Print exactly those lines that run from the beginning of the data to the line bearing "I didn't change", inclusive.

------ Data for processing ------

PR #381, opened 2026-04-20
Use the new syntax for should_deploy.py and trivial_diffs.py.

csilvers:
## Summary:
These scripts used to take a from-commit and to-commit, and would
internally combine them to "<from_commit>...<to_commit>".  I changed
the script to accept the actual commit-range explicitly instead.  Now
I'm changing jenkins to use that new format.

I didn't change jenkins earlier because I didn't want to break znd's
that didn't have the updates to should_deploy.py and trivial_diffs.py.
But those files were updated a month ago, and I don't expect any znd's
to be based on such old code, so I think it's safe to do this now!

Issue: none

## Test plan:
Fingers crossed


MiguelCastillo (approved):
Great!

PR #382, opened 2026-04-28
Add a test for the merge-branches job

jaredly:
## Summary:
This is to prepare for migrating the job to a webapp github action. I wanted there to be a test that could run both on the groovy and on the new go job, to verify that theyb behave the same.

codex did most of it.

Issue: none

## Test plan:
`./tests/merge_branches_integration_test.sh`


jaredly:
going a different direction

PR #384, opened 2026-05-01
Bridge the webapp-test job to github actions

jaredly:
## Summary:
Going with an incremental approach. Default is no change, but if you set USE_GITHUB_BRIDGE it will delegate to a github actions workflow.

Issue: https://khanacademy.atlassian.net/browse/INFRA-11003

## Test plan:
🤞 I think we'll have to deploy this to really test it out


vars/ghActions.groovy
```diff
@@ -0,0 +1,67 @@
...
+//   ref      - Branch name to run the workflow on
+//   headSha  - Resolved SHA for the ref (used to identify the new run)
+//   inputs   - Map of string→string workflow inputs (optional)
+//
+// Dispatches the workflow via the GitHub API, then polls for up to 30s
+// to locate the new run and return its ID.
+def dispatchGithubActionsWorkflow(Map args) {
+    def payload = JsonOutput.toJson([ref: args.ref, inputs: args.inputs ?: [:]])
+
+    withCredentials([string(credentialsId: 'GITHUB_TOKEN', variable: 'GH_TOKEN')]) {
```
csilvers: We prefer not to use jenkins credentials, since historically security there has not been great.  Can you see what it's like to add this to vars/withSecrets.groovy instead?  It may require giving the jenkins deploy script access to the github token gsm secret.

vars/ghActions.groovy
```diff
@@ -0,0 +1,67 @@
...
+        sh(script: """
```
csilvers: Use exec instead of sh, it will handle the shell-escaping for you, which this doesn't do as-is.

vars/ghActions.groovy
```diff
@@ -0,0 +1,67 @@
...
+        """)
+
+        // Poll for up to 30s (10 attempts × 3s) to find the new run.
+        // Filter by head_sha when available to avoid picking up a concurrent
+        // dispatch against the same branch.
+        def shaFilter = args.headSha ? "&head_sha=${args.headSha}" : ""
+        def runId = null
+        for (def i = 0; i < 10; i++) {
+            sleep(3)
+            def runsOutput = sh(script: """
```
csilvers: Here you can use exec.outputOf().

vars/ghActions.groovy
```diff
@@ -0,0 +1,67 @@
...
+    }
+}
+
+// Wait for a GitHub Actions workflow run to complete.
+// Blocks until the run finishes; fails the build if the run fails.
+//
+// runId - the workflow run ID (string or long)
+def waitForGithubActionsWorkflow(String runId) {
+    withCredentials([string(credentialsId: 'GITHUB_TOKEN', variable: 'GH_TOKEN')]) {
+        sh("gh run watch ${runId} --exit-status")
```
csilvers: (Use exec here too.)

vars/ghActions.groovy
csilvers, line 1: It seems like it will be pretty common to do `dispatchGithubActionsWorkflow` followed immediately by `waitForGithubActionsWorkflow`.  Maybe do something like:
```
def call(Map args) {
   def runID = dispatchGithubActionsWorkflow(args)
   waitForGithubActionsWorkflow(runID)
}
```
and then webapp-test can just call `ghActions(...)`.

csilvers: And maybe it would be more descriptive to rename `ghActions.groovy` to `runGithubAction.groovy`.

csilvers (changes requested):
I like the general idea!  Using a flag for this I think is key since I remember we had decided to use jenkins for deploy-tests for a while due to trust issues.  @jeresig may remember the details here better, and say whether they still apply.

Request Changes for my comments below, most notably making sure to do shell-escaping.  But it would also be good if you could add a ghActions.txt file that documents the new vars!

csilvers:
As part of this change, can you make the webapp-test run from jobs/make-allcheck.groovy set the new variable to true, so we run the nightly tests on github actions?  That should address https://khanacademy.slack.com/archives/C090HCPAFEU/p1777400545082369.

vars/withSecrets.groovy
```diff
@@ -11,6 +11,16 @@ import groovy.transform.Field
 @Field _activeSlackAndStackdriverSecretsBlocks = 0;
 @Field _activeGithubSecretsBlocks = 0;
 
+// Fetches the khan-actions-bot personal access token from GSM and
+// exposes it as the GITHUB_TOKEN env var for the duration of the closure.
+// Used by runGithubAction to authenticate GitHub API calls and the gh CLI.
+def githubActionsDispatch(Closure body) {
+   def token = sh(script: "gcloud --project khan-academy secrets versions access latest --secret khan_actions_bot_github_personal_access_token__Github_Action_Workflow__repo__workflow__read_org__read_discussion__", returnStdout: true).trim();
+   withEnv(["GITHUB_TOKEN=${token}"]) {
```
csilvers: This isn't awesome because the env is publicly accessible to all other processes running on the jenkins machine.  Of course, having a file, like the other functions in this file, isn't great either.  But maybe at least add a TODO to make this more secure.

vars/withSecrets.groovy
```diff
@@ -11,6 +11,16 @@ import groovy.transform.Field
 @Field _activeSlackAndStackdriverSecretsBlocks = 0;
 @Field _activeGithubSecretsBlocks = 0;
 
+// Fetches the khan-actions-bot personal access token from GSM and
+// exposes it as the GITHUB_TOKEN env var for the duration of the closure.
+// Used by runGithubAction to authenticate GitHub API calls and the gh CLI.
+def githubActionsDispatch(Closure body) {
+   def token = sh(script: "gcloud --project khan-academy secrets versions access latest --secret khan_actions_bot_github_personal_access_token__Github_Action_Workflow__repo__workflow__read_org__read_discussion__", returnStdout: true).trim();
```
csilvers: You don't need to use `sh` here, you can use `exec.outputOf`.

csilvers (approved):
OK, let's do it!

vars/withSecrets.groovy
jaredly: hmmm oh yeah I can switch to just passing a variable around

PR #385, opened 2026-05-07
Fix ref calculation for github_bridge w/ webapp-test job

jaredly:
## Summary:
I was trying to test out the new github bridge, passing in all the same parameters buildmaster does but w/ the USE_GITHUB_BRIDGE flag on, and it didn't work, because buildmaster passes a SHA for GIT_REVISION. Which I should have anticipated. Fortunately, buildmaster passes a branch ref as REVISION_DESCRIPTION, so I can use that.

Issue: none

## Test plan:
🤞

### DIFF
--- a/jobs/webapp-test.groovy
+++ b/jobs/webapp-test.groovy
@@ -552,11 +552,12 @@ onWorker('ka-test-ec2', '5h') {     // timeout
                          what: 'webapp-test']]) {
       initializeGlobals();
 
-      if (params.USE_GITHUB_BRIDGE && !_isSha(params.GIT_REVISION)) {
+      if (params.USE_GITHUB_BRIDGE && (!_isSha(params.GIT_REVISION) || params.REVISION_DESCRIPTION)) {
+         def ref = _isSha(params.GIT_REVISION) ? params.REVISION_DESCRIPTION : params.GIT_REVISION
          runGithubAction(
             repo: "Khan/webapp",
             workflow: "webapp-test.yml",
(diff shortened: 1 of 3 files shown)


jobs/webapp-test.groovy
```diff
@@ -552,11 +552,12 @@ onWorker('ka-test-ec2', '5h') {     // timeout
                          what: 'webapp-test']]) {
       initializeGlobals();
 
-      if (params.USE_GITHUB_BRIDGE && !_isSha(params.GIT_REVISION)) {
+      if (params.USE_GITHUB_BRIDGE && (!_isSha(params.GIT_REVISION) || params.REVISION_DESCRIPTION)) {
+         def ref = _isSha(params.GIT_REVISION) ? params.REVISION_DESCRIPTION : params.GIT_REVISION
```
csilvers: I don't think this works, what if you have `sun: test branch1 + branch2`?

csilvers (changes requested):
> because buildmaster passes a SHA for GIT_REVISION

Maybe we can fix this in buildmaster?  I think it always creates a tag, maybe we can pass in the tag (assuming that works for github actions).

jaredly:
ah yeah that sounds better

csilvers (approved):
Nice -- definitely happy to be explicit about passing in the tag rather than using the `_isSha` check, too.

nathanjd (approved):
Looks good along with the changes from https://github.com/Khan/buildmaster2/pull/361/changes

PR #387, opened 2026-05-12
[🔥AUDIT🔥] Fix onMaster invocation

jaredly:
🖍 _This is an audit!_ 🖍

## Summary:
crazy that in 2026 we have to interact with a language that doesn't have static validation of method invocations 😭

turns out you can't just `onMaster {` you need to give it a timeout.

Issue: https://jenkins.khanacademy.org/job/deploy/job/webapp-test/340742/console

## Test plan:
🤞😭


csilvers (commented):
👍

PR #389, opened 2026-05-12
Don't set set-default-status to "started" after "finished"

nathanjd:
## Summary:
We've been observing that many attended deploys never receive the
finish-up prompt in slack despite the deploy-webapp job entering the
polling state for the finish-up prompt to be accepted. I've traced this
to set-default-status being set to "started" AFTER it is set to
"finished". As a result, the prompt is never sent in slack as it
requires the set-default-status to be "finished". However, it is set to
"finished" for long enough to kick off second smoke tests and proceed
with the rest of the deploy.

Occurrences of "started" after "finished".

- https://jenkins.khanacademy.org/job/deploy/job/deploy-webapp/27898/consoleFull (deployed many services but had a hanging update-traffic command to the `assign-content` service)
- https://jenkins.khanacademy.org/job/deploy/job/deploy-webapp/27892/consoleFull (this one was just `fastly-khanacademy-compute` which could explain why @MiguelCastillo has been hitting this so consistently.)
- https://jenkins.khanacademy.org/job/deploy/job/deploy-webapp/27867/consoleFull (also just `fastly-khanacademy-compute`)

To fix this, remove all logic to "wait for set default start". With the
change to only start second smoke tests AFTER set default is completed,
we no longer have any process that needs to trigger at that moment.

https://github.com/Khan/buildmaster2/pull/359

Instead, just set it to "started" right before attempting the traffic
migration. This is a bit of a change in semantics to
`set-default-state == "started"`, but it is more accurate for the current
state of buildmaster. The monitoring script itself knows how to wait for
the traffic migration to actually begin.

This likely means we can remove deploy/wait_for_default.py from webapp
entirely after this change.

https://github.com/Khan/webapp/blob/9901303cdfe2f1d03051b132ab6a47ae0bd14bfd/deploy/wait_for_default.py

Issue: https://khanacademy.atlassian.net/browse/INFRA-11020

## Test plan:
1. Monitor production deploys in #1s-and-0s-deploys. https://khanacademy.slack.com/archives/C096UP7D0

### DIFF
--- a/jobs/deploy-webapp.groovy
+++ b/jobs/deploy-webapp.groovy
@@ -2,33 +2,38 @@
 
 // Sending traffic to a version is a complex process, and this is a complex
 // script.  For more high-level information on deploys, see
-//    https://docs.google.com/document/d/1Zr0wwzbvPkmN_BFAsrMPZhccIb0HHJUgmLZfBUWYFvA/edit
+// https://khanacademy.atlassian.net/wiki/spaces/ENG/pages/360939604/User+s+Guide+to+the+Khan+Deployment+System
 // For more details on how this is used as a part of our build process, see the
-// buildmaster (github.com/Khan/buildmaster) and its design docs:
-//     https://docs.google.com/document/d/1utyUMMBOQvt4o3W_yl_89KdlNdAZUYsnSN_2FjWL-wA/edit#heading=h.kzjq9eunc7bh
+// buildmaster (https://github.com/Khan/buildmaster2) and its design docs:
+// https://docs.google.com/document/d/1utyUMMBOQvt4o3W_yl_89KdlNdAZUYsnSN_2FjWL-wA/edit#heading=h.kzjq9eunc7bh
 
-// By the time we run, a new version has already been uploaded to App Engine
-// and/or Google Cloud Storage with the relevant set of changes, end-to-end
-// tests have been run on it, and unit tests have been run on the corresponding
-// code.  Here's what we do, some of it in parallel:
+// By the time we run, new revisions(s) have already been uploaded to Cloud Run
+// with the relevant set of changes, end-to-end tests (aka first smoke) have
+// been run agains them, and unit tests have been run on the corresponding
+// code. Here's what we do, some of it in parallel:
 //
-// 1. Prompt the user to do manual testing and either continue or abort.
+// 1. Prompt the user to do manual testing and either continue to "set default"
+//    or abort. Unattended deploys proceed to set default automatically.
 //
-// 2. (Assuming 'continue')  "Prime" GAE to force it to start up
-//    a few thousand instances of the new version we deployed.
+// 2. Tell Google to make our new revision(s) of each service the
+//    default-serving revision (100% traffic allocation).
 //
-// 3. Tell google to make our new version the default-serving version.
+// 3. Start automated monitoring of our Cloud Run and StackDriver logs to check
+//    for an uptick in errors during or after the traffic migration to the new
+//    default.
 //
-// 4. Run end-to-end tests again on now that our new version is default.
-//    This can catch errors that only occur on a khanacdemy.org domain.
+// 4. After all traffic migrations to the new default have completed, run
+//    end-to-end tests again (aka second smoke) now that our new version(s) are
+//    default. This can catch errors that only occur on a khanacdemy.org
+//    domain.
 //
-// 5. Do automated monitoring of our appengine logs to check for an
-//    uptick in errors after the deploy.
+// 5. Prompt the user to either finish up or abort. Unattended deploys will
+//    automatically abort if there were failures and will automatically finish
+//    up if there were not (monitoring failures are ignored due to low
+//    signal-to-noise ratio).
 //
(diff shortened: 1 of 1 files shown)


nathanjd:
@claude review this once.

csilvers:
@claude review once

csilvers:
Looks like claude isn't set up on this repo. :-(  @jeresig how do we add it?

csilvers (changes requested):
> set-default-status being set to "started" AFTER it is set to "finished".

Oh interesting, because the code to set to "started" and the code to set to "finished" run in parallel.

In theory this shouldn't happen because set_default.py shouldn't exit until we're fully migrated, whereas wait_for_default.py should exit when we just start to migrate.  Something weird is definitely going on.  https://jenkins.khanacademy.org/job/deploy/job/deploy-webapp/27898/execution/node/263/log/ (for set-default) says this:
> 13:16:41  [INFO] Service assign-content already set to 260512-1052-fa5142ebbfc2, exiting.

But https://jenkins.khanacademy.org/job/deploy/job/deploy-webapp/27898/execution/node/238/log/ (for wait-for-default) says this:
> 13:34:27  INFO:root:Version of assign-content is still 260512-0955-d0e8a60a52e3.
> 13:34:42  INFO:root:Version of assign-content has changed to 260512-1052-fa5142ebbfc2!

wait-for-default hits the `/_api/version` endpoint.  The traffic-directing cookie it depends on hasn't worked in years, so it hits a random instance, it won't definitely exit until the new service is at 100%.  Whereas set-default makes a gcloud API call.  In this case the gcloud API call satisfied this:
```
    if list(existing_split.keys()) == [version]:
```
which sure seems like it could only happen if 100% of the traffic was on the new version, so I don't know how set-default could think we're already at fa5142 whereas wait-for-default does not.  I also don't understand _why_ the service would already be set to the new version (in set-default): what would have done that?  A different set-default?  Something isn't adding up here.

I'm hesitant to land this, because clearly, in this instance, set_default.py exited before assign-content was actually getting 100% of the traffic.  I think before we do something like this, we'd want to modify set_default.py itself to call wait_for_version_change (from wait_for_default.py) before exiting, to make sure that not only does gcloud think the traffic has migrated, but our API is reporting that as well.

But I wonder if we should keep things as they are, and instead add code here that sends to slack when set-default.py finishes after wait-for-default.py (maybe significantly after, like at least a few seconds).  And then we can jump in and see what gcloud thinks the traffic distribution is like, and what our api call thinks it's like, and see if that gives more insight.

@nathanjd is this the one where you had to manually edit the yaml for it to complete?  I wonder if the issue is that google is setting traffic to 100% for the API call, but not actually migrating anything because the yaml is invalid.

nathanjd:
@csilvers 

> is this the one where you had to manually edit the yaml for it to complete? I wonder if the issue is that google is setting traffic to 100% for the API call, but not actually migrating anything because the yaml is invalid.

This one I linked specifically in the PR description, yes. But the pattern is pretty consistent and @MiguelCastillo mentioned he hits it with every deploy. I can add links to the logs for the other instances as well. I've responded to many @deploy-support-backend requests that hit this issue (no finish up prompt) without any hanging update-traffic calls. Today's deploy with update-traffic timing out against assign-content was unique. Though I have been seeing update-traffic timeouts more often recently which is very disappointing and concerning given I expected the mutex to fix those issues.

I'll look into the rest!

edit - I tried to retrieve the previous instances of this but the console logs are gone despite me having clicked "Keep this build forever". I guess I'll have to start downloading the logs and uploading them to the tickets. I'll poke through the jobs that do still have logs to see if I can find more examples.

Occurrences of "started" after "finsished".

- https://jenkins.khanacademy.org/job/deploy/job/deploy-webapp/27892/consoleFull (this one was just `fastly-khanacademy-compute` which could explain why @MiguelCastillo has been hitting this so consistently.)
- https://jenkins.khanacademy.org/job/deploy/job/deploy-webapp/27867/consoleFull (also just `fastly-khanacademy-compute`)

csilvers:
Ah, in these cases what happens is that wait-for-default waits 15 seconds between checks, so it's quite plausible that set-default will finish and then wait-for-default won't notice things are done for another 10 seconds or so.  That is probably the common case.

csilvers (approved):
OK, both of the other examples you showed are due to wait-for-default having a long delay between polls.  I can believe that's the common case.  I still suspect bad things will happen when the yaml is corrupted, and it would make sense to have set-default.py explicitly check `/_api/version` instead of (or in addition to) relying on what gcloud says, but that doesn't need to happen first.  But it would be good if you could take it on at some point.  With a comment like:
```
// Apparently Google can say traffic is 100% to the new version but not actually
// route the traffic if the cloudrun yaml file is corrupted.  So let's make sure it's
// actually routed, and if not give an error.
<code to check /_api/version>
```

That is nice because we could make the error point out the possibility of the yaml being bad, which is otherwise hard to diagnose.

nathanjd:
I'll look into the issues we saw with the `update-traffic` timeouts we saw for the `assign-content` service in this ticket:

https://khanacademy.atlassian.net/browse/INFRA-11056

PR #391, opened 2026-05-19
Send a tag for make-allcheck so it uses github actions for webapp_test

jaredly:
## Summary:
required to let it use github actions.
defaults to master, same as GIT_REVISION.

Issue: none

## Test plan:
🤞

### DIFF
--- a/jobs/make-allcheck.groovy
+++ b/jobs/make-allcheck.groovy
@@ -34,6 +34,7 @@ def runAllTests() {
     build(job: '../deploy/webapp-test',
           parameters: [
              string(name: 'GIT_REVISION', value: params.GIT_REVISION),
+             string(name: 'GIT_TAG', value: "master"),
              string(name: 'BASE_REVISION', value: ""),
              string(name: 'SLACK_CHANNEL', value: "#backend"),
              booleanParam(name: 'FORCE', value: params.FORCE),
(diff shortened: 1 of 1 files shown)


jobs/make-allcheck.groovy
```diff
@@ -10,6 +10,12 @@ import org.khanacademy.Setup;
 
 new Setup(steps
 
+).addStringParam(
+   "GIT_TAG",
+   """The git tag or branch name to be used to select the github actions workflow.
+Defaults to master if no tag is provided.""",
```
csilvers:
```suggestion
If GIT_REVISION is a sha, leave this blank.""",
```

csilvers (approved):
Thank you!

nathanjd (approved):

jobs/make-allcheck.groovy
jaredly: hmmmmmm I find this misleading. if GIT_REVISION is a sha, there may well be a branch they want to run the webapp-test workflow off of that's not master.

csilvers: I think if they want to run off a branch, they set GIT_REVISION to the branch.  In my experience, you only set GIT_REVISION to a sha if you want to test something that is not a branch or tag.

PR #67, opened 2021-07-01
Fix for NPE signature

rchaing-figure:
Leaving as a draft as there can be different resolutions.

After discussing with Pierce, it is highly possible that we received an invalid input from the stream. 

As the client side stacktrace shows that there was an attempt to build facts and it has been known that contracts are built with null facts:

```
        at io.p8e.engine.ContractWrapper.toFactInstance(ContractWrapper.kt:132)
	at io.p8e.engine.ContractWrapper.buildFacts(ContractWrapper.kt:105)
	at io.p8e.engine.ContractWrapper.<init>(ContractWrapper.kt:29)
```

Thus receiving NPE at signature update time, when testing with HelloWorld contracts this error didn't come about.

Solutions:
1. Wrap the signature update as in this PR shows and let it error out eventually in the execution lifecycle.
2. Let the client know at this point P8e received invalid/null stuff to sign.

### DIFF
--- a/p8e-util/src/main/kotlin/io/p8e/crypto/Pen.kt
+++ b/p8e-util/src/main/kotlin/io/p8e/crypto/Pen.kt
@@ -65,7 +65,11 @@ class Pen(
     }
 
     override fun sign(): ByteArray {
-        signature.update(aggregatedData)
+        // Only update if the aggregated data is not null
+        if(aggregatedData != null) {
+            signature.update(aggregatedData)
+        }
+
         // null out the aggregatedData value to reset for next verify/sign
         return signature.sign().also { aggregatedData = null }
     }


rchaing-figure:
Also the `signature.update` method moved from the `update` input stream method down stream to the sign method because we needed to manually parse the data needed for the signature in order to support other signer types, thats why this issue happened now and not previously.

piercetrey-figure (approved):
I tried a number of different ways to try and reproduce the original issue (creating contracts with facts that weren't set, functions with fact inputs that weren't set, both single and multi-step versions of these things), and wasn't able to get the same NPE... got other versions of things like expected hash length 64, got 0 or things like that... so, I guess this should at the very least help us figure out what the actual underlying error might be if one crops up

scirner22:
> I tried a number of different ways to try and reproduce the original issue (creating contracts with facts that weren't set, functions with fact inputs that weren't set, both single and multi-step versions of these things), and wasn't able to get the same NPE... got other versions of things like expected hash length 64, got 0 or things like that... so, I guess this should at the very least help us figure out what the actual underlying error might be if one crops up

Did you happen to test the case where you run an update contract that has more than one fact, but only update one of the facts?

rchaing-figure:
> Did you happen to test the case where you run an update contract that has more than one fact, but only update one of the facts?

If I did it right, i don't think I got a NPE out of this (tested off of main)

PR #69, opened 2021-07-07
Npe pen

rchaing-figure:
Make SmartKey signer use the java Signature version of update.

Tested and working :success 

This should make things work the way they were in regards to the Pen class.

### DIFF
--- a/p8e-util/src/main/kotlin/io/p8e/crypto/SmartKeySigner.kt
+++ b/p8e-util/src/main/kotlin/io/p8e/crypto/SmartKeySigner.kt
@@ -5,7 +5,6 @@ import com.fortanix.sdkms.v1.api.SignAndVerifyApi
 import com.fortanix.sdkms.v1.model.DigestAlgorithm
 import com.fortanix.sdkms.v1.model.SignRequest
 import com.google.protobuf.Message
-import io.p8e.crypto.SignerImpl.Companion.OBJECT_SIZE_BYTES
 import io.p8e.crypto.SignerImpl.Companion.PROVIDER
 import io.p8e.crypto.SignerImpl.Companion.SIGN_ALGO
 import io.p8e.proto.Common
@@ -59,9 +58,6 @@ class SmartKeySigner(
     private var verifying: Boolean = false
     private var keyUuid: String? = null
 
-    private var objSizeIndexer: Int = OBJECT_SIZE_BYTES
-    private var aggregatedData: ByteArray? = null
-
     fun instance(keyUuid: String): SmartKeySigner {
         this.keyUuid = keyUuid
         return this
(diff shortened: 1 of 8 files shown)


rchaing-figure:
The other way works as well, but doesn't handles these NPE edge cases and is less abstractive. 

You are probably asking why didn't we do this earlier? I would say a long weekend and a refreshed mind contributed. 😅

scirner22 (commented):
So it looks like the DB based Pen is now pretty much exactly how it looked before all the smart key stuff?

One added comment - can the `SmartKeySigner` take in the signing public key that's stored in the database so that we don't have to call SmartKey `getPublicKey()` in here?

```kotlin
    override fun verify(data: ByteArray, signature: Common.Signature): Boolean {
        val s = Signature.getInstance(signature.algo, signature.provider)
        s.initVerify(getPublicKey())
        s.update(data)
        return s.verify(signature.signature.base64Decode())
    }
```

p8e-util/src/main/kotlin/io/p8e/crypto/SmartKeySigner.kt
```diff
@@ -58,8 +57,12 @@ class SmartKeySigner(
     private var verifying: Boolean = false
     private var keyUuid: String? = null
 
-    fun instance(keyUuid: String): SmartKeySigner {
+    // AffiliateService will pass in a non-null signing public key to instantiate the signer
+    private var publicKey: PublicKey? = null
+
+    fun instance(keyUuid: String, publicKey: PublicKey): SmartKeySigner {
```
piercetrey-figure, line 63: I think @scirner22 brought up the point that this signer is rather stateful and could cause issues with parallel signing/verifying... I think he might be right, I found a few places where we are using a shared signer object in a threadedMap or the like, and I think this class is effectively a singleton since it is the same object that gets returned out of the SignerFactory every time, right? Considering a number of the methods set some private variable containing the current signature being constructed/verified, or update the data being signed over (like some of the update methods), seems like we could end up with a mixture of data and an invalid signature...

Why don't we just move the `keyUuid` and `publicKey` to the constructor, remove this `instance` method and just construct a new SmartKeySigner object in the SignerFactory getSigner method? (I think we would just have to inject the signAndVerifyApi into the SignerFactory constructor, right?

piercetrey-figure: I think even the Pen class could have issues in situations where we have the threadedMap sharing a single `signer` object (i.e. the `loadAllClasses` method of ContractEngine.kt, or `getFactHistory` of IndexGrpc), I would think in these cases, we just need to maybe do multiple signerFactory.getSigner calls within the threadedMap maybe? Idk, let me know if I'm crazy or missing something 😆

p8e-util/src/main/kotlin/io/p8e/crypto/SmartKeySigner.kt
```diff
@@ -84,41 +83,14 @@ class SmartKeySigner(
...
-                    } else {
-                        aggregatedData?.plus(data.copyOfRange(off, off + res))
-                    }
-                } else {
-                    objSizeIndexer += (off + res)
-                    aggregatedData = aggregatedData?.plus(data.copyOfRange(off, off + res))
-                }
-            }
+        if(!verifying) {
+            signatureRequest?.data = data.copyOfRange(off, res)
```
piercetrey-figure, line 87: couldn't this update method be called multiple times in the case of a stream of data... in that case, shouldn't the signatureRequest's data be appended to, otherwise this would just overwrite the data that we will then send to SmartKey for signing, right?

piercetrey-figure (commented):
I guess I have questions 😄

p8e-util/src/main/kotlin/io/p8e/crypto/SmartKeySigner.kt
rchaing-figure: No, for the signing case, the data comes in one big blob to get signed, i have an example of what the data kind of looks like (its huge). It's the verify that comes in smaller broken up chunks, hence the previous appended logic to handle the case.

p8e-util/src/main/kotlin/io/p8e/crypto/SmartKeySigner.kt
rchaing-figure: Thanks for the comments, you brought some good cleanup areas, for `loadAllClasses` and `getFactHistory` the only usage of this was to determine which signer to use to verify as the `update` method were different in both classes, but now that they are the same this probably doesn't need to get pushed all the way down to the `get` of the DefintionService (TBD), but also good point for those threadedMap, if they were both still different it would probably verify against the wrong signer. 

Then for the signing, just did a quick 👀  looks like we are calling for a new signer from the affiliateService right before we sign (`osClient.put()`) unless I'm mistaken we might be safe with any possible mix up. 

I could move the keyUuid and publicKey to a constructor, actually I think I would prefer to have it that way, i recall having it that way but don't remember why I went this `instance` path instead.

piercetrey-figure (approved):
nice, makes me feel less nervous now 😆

------

**Expected answer**
PR #381, opened 2026-04-20
Use the new syntax for should_deploy.py and trivial_diffs.py.

csilvers:
## Summary:
These scripts used to take a from-commit and to-commit, and would
internally combine them to "<from_commit>...<to_commit>".  I changed
the script to accept the actual commit-range explicitly instead.  Now
I'm changing jenkins to use that new format.

I didn't change jenkins earlier because I didn't want to break znd's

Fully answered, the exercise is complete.